Listed entries ▸
PR #712, opened 2021-05-17
python3-tensorrt: add recipe

madisongh:

### DIFF
--- a/external/meta-python/recipes-devtools/python3-tensorrt/python3-tensorrt_7.1.3-1.bb
+++ b/external/meta-python/recipes-devtools/python3-tensorrt/python3-tensorrt_7.1.3-1.bb
@@ -1,0 +1,59 @@
+SUMMARY = "Python bindings for TensorRT"
+HOMEPAGE = "http://developer.nvidia.com/tensorrt"
+LICENSE = "Proprietary"
+LIC_FILES_CHKSUM = "file://python/packaging/LICENSE.txt;md5=c291e0a531e08d4914e269730ba2f70d"
+
+DEPENDS = "python3-pybind11 tensorrt"
+
+inherit setuptools3 cmake cuda
+
+SRC_REPO = "github.com/NVIDIA/TensorRT.git;protocol=https"
+SRCBRANCH = "master"
+SRC_URI = "git://${SRC_REPO};branch=${SRCBRANCH} \
+           file://0001-Do-not-overwrite-CMAKE_CXX_FLAGS.patch \
+           file://0002-pyOnnx-fixups-for-TensorRT-7.1-API.patch \
+           "
+SRCREV = "ab20a8ac26da03df5e434b4f9d1da0156ca019b6"
+
+S = "${WORKDIR}/git"
+
+OECMAKE_SOURCEPATH = "${S}/python"
+DISTUTILS_SETUP_PATH = "${B}"
+
+EXTRA_OECMAKE = "-DONNX_INC_DIR=${STAGING_INCDIR} -DPYBIND11_DIR=${STAGING_DIR_TARGET} \
+                 -DTARGET_ARCHITECTURE=${HOST_ARCH} -DCMAKE_BUILD_TYPE=Release \
+                 -DPY_INCLUDE=${STAGING_INCDIR}/${PYTHON_DIR}"
+
+CXXFLAGS += "${CUDA_CXXFLAGS}"
+
+do_configure() {
+    cmake_do_configure
+    TRT_MAJOR=$(awk '/^\#define NV_TENSORRT_MAJOR/ {print $3}' ${STAGING_INCDIR}/NvInferVersion.h)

Your task ▸ Present each line from the listing that holds the string "patch".

Solution ▸
+           file://0001-Do-not-overwrite-CMAKE_CXX_FLAGS.patch \
+           file://0002-pyOnnx-fixups-for-TensorRT-7.1-API.patch \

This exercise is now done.